I also told Sam that one of the things I appreciate about visiting him is that it always makes me think of these important things – death/dying, what really matters, after all? What’s a life worth living? His first winter at Eden Park I read a book about dying to him; we spent hours talking about the process and the connections between his own body’s decline and the experience of the author, Ram Dass. It was reading that book when we discovered that his speech problem isn’t mechanical, it’s cognitive – a very mild (at least for now) kind of aphasia: the brain is looking for a certain term, and substitutes the wrong thing but thinks it is correct.
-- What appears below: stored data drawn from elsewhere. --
PR #2395, opened 2023-02-16
Update kubeflow/kubeflow manifests from v1.7.0-rc.1

DomFleischmann:
Update kubeflow/kubeflow manifests from v1.7.0-rc.1


kimwnasptd:
Looks like the action that build the TWA has not yet completed, to push the image with the expected tag
https://github.com/kubeflow/kubeflow/actions/runs/4194199839/jobs/7272051193

Will re-trigger the job once it succeeds and the image is pushed

Issue #2388, opened 2023-02-10
Kubeflow manifests and kustomize 5


kimwnasptd:
Kustomize 5 has just been released, with the fix we wanted for ordering https://github.com/kubernetes-sigs/kustomize/issues/3794 https://github.com/kubeflow/manifests/issues/1797.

It’s a misfire between thinking and speaking; the words come out and Sam thinks he said what he meant, but one of the words is the opposite of his intention. So, sometimes he’s slow. It’s a good experience for me to alter my always on-the-go pace to his much more measured (and calm!) mode.
Anyway, in case you’re wondering, Sam did approve my writing about him here. “It’s a good idea.”
Note: edited from names to codes on October 2, 2005.